1. Frequency based Embedding


2. Prediction based Embedding

Let us try to understand each of these methods in detail.

## 1. Frequency based Embedding
There are generally three types of vectors that we encounter under this category.

1. Count Vector


2. TF-IDF Vector


3. Co-Occurrence Vector


Let us look into each of these vectorization methods in detail.

### 1.1 Count Vector
**CountVectorizer** is one of the simplest techniques that is used for converting text into vectors. It starts by tokenizing the document into a list of tokens (words). It selects the unique tokens from the token list and creates a vocabulary of words.
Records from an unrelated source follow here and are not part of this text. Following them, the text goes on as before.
PR #451, opened 2022-10-31
feat: rpc config for wallet connect provider set up

snowwhitedev:


nicktaras:
@snowwhitedev - I've updated the list of RPC's we can support to the Jira Ticket. Could you review and add these. Thanks.

nicktaras (changes requested):
Thanks for the update. 

There are a couple missing from the list including Ethereum.

Please share when ready for next review.

nicktaras (approved):

nicktaras:
Looks good 🔥

PR #471, opened 2022-11-18
feat: modularizing css into scss

snowwhitedev:


nicktaras:
Thanks @snowwhitedev. This looks good, I see that this is a foundation implementation e.g. we haven't switched the actual css around to use mixins, variables etc.

Let one of us test this out on our local machines, then we can bring it into staging.

snowwhitedev:
> Thanks @snowwhitedev. This looks good, I see that this is a foundation implementation e.g. we haven't switched the actual css around to use mixins, variables etc.
> 
> Let one of us test this out on our local machines, then we can bring it into staging.

I  agree. I tested on my local already and attaching short video in the jira

nicktaras:
@snowwhitedev could you take a look at the UMD version, it doesn't seem to work.

Steps:

1. inside the TKN repo run, `npm run build-umd`
2. then run `http-server`

Screen Shot 2022-11-23 at 5 30 56 pm

nicktaras (approved):

nicktaras:
Tested this through and works well for both UMD and NPM package with examples. 

Thanks @snowwhitedev

snowwhitedev:
> Tested this through and works well for both UMD and NPM package with examples.
> 
> Thanks @snowwhitedev

Thank you @nicktaras

PR #475, opened 2022-11-22
feat: reduce time to load of TN on lighthouse performance

BankiLouis:
This PR is to increase the performance metrics of TN on lighthouse analysis. Here are screen shows of before and after optimization
Screen Shot 2022-11-22 at 05 51 54
After
Screen Shot 2022-11-22 at 05 45 45


nicktaras:
Thanks @BankiLouis, this looks good. 

Can you add this example to the ReadMe also to share how this can be installed.

<script defer type="text/javascript" src="./token-negotiator-dist/negotiator.js.gz"></script>

Let one of us run this locally and test it over, then merge into staging.

BankiLouis:
> 

@nicktaras the  negotiator.js.gz script is now part of the webpack build. It is a recommendation by Lighthouse for text compression. So I'm basically just using the compressed file instead. Should I add this detail to the README?

nicktaras:
> 

Yep, there's an example in the Readme. Where you can switch out the code to use the gz example.

snowwhitedev (commented):
When I tried to run it on local, I got this.
screenshot

cc: @nicktaras

BankiLouis:
@nicktaras @snowwhitedev  I've updaed the PR and the changes require the configuration at the server level to be able to serve a gzip compressed version of the negotiator.js. 
using` http-server -g` will server with gzip files which will be picked up by the browser. Below are some screenshots with and without the -g flag on the server.
Screen Shot 2022-11-23 at 10 04 28
Screen Shot 2022-11-23 at 10 04 17
@nicktaras please how can I exclude webpack from sonarCloud web coverage. I have tried the following and it's not working
```
sonar.exclusions=./webpack.config.js
sonar.coverage.exclusions = ./webpack.config.js
```

snowwhitedev:
@BankiLouis 
Yes. it looks pretty good. I am attaching 2 screenshots for desktop and mobile version
desktop
mobile

snowwhitedev (commented):
@BankiLouis @nicktaras I guess if conflict is solved, we can approve and merge this

nicktaras:
Thank you for your time and effort looking at this. The solution that will be used, uses the same solution to you, providing files with Gzip (Gzip on the fly - as coined by GitHub).
Where the files are given in Js format and Githubs NGINX server will do the compression for us. 

I will close this PR, where the solution to do this will be done via our CICD pipeline, solution provided by Hu’s team around this.

PR #476, opened 2022-11-22
added ethers instance inside wallection connection object

nicktaras:


nicktaras:
@snowwhitedev, @BankiLouis - please review and approve when ready.

This change introduces the smart contract interaction library to the wallet connection call back interface. To provide an opinionated way for developers to work with web3 once connected via TKN.

In future we may need to change the libs that we attach here e.g. if they are connected with Solana or Cardano then we can provide the most popular lib for them to work with. 

Thanks guys.

BankiLouis (approved):

PR #487, opened 2022-12-06
Fix: UI init race condition

micwallace:
fix UI race condition when invoking authenticate in token-selected event.


micwallace:
Closing, included in https://github.com/TokenScript/token-negotiator/pull/493

PR #155, opened 2014-04-23
[response needed] Add a method to set the variable encoderName

resslinger:
To create or set a customer via api, the variable encoderName could not be set. This variable is shown in the actual api doku (http://wiki.shopware.de/_detail_1687.html) but without function.


dnoegel:
Hi,

we think the usecase is to e.g. import customers with a given rawPassword and a specific encoder?

Can provide a unit test making use of this change, please (https://github.com/ShopwareAG/shopware-4/blob/master/tests/Shopware/Tests/Components/Api/CustomerTest.php)? Then we'd be happy to merge this.

Best regards,

Daniel

PR #156, opened 2014-04-29
CRITICAL: set doctrine-common to a more specific version to prevent lazy load bug on update

benboit:
We are using composer in production and used this composer.json als base. After we updated using "composer update" some days ago some things broke in shopware.

Creating / removing  customer-entities and even importing articles was not possible anymore.

Last known valid commit hash was: 9a7e20e779360f3b8a02c27a89d47d5a6fdce8d1
Broken for us at: b1a31ae3df2c18c24bec42e2cc32e3e4bedc07c7

Please be carefull at next build ;)

### DIFF
--- a/composer.json
+++ b/composer.json
@@ -29,7 +29,7 @@
         "monolog/monolog": "1.6.*",
         "ircmaxell/password-compat": "1.0.3",
         "rhumsaa/array_column": "~1.1",
-        "doctrine/common": "2.4.*",
+        "doctrine/common": "2.4.1",
         "doctrine/dbal": "2.4.1",
         "doctrine/orm": "2.4.1"
     },


bcremer:
Hey @benboit,
thanks for your contribution.

Please note that you never have to use `composer update` to install shopware.
We have `composer.lock` in our repository that contains the tested dependencies in a precise version.

To install shopware from git it's recommended to use `composer install --optimize-autoloader` to get a tested dependeny tree.

We'll have a closer look in the commit you mentioned: https://github.com/doctrine/common/commit/b1a31ae

Can you further elaborate the issues you encounter with that doctrine common version?

benboit:
I know how to use the update / install feature, but we are including other 3rd party dependencies and our own shopware-plugins using composer which force us to use "update" sometimes.

Here is the error-message/s we got:
- on creating / deleting a customer, importing articles
  "Während des Speicherns ist ein Fehler aufgetreten: Missing value for primary key id on Shopware\Models\Customer\Group"
- in the checkout
  Fatal error: Uncaught exception 'Doctrine\Common\Proxy\Exception\OutOfBoundsException' with message 'Missing value for primary key id on Shopware\Models\Partner\Partner' in /home/vagrant/src/parador/vendor/doctrine/common/lib/Doctrine/Common/Proxy/Exception/OutOfBoundsException.php on line 41 Doctrine\Common\Proxy\Exception\OutOfBoundsException: Missing value for primary key id on Shopware\Models\Partner\Partner in

bcremer:
Ok I understand your Problem.
We'll have a look into the doctrine issue and switch to more precise versions in the `composer.json` in the near future.

bcremer:
We switched to exact version numbers in the following commit: https://github.com/ShopwareAG/shopware-4/commit/43412e91127427c5c35168189e1bd3ced71e0c35

Currently this commit is available on the next branch and will be released as SW 4.3 in the near future.

PR #164, opened 2014-06-18
[imported] Fix handling of arrays in addFilter method of QueryBuilder component

samuelvogel:
The REST API accepts filter parameters in the URL, which can contain multiple values for one property. The internal handling in the used query builder checks for arrays of filter values, to create `IN` expressions in the resulting SQL query. However, if an array is recognized, the term `IN` will be selected as the operator, but the value array will not be handled correctly. This leads to a syntax error like the following:

```
Errormesage: [Syntax Error] line 0, col 78: Error: Expected Doctrine\ORM\Query\Lexer::T_OPEN_PARENTHESIS, got ':cleared'
```

Simply adding parentheses in case an array of values is supplied fixes this error.

**Updated version of PR #128:** As requested by @bcremer we rebased it on the current master (as it is even newer than next currently) and added test cases.

### DIFF
--- a/engine/Shopware/Components/Model/QueryBuilder.php
+++ b/engine/Shopware/Components/Model/QueryBuilder.php
@@ -190,7 +190,9 @@ class QueryBuilder extends BaseQueryBuilder
                 }
             }
 
-            $expression = new Expr\Comparison($exprKey, $expression, $where !== null ? (':' . $parameterKey) : null);
+            $exprParameterKey = ':' . $parameterKey;
+            if (is_array($where)) $exprParameterKey = '('.$exprParameterKey.')';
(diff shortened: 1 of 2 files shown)


bcremer:
Awesome, I'll have a look into this after the 4.3 is released.

dnoegel:
Thanks for your PullRequest. This feature is currently waiting for QA, we will close this PR once we merged the commit.

bcremer:
Merged as https://github.com/ShopwareAG/shopware-4/commit/a05b1769814e2814e86803635d566bb48d2e9a36

samuelvogel:
You should mention this in our `UPGRADE.md` for `4.3.1`.

PR #166, opened 2014-07-08
[imported] Fix wrong reference in setAttribute method of order document model

svenmuennich:
This fix changes the reference, which is used to set the one-to-one relationship between the order document and its attributes. In the attribute field's [mappedBy annotation](https://github.com/VIISON/shopware-4/blob/fix-model-order-document-document-setattribute/engine/Shopware/Models/Order/Document/Document.php#L120) the name `document` is used, while in the `setAttribute()` method `orderDocument` was passed when setting the one-to-one relationship. That made it impossible to add attributes to an order document.

This pull request changes the used reference name, which is passed to `setOneToOne()`, to `document`  making it conform with the value used in the `mappedBy` annotation.

### DIFF
--- a/UPGRADE.md
+++ b/UPGRADE.md
@@ -1,6 +1,9 @@
 # Shopware Upgrade Information
 In this document you will find a changelog of the important changes related to the code base of Shopware.
 
+## Next
+* Fixed name used as reference when setting attributes of an order document.
+
 ## 4.3.0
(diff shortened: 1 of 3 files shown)


bcremer:
Thanks for your PR. This feature is currently waiting for QA, we will close this PR once it has merged into master.

bcremer:
Merged as https://github.com/ShopwareAG/shopware-4/commit/92d52ad604258e341d20357e7f9462b7f1aca472

PR #167, opened 2014-07-15
Add attributes to a document when creating or updating it

svenmuennich:
When a new document is created using the `Document` component, a new entry in `s_order_documents` is created, but no associated entry in `s_order_documents_attributes`. This pull request adds a new attributes entry when creating or updating a document, which doesn't have attributes yet. Furthermore it is now possible to add an `attributes` array to the config, which is passed to the document creation method `initDocument()`. The contained key/value pairs will then be inserted or updated in the attributes entity. The code is backwards compatible, meaning that on an update no exception will be thrown, if no attributes exist yet, but actually a new attributes entity is created and saved in the database.

### DIFF
--- a/engine/Shopware/Components/Document.php
+++ b/engine/Shopware/Components/Document.php
@@ -518,6 +518,27 @@ class Shopware_Components_Document extends Enlight_Class implements Enlight_Hook
                     $this->_order->id
                 ));
 
+            if (!empty($this->_config["attributes"])) {
+                // Get the updated document
+                $updatedDocument = Shopware()->Models()->getRepository("\Shopware\Models\Order\Document\Document")->findOneBy(array(
+                    "type" => $typID,
+                    "customerId" => $this->_order->userID,
+                    "orderId" => $this->_order->id
+                ));
+                // Check its attributes
+                if ($updatedDocument->getAttribute() === null) {
+                    // Create a new attributes entity for the document
+                    $documentAttributes = new \Shopware\Models\Attribute\Document();
+                    $updatedDocument->setAttribute($documentAttributes);
+                    // Persist the document
+                    Shopware()->Models()->flush($updatedDocument);
+                }
+                // Save all given attributes
+                $updatedDocument->getAttribute()->fromArray($this->_config["attributes"]);
+                // Persist the attributes
+                Shopware()->Models()->flush($updatedDocument->getAttribute());
+            }
+
             $rowID = $checkForExistingDocument["ID"];
             $bid = $checkForExistingDocument["docID"];
             $hash = $checkForExistingDocument["hash"];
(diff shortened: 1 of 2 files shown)


engine/Shopware/Components/Document.php
```diff
@@ -518,6 +518,32 @@ protected function saveDocument()
...
+                if ($updatedDocument->getAttribute() === null) {
+                    // Create a new attributes entity for the document
+                    $documentAttributes = new \Shopware\Models\Attribute\Document();
+                    $updatedDocument->setAttribute($documentAttributes);
+                    // Persist the document
+                    Shopware()->Models()->flush($updatedDocument);
+                }
+                // Save all given attributes
+                foreach ($this->_config["attributes"] as $key => $value) {
+                    $setter = "set" . ucfirst($key);
```
bcremer: Can't this be replaced by `$updatedDocument->getAttribute()->fromArray()`?

svenmuennich:
Before I write test cases for the provided code, I wanted to have some feedback about the basic idea of this PR. If you like it and think it should be merged, I will be more than happy to add the test cases :)

engine/Shopware/Components/Document.php
svenmuennich: @bcremer You are absolutely right! I will push an update in a minute.

bcremer:
Hi @svenmuennich, thank's for this PR.

Can you provide a simple use case in form of event callback using the new behaviour?

svenmuennich:
The simplest use case is, when creating e.g. a delivery note manually in a plugin with the following code:

``` php
$document = Shopware_Components_Document::initDocument(
    $orderId,
    $documentType,
    array(
        'netto'                   => ...,
        'bid'                     => ...,
        'voucher'                 => ...,
        'date'                    => ...,
        'delivery_date'           => ...,
        'shippingCostsAsPosition' => ...,
        '_renderer'               => ...,
        '_preview'                => ...,
        '_previewForcePagebreak'  => ...,
        '_previewSample'          => ...,
        '_compatibilityMode'      => ...,
        'docComment'              => ...,
        'forceTaxCheck'           => ....,
        // Here you can pass an array with all or some of the attribute fields
        'attributes' => array(
            'firstAttribute'          => 'some value',
            'secondAttribute'         => 'some value',
            'thirdAttribute'          => ...
        )
    )
);
$document->render();
```

Of course you can also hook e.g. the `initDocument()` method of the `Document` component to add some attributes with something like this:

``` php
public function onAfterDocumentComponentInitDocument(Enlight_Hook_HookArgs $args) {
    $document = $args->getSubject();
    $document->_config['attributes'] = array(
        'firstAttribute' => ...
    );
}
```

bcremer:
Excellent :+1: 
We may manage to get this into sw 4.3.1.
May you please add a Testcase, add a line in the UPGRADE.md and then squash your commits together into one.

svenmuennich:
While writing the test case I encountered the problem, that you somehow can't generate the attribute models using `Shopware()->Models()->generateAttributeModels(...)` more than once. This method is first called in the `TestHelper` class [when starting the kernel](https://github.com/VIISON/shopware-4/blob/master/tests/Shopware/TestHelper.php#L98). When I then add new fields to the `Document\Attributes` in my test case, the respective Doctrine files are updated in the cache but the previously generated model is already loaded.

Do you know how to overcome the loading of these generated models? Otherwise I don't see a chance to write proper tests for the Document attributes. Currently I run the tests without calling `generateAttributeModels()` in the `TestHelper`.

bcremer:
Maybe one can clear the metadatacache during runtime... but that would introduce more side effects.

I think we can leave the automated test out here and do some manual testing.

You could safe us some time if you could provide us a plugin Bootstrap.php that creates some document attributes, installes the hook and uses the new behaviour so I can handle that out to our QA ;)

Else then that put the line into UPDGRADE.md, squash and we're good to go :+1:

svenmuennich:
You can find an example plugin in [my Dropbox](https://dl.dropboxusercontent.com/u/26761731/TestOrderDocumentAttributes.zip).

bcremer:
This PR has been included in master with commit https://github.com/ShopwareAG/shopware-4/commit/06943b3e1cc8c590405a1f560b698e54e15eb8af

Thank`s for your contribution.

PR #174, opened 2014-09-03
Fix the 'removeListener' method in 'Enlight_Event_Subscriber_Config'

svenmuennich:
Currently the `removeListener` method in `Enlight_Event_Subscriber_Config` uses `array_diff` to remove a given `Enlight_Event_Handler` object from the `listeners` array. The problem is, that `array_diff` doesn't work with object arrays. This fix uses `array_search` and `array_splice` instead, to first find and then remove a given handler from the listeners.


andrewisplinghoff:
New PR: https://github.com/shopware/shopware/pull/441

PR #175, opened 2014-09-03
Add 'unsubscribeEvent' method to 'Enlight_Plugin_Bootstrap_Config'

svenmuennich:
In some plugin updates it is desirable to remove old event subscriptions, since they are no longer used. This commit adds a new method to `Enlight_Plugin_Bootstrap_Config`, from which all plugin bootstrap implementations inherit.

The `unsubscribeEvent` method requires only the event name and listener name to remove an existing subscription, just like `subscribeEvent` requires those two parameters to add a subscription in the first place.

In order to make this work, it is also necessary to adapt the `write` method of `Shopware_Components_Plugin_Namespace`, so that the removed subscribes are also removed from the database. Therefore it has now an optional parameter of type `Shopware_Components_Plugin_Bootstrap`. If it is present, that plugin's subscribes will be fully synced, meaning that its removed subscribes will be deleted from the database.

### DIFF
--- a/UPGRADE.md
+++ b/UPGRADE.md
@@ -22,6 +22,7 @@ In this document you will find a changelog of the important changes related to t
     * Exceptions are logged in a logfile since 4.2.0 (/logs)
     * The old behaviour can be restored by setting `'front' => array('showException' => true)` in the projects `config.php`
 * Hiding the country field for shipping addresses will also hide the state field. The option label in the backend was adjusted to better describe this behaviour.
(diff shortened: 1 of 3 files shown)


svenmuennich:
Please note, that `unsubscribeEvent` relies on a properly working `removeListener` method in `Enlight_Event_Subscriber_Config`. The fix for that method is provided in #174.

samuelvogel:
#452 is the new PR as this is still relevant!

Finally, a sparse matrix is created containing the frequency of words, where each row represents different sentences and each column represents unique words.

Python’s scikit-learn has a class named **CountVectorizer()** that provides a simple implementation for performing vectorization on text data.

Consider a Corpus C of D documents {d1,d2…..dD} and N unique tokens extracted out of the corpus C. The N tokens will form our dictionary and the size of the Count Vector matrix M will be given by D X N. Each row in the matrix M contains the frequency of tokens in document D(i).

Let us understand this using a simple example.

D1: He is a lazy boy. She is also lazy.

D2: Neeraj is a lazy person.

The dictionary created may be a list of unique tokens(words) in the corpus =[‘He’,’She’,’lazy’,’boy’,’Neeraj’,’person’]

Here, D=2, N=6

The count matrix M of size 2 X 6 will be represented as –

![image.png](attachment:image.png)

Now, a column can also be understood as word vector for the corresponding word in the matrix M. For example, the word vector for ‘lazy’ in the above matrix is [2,1] and so on.Here, the rows correspond to the documents in the corpus and the columns correspond to the tokens in the dictionary. The second row in the above matrix may be read as – D2 contains ‘lazy’: once, ‘Neeraj’: once and ‘person’ once.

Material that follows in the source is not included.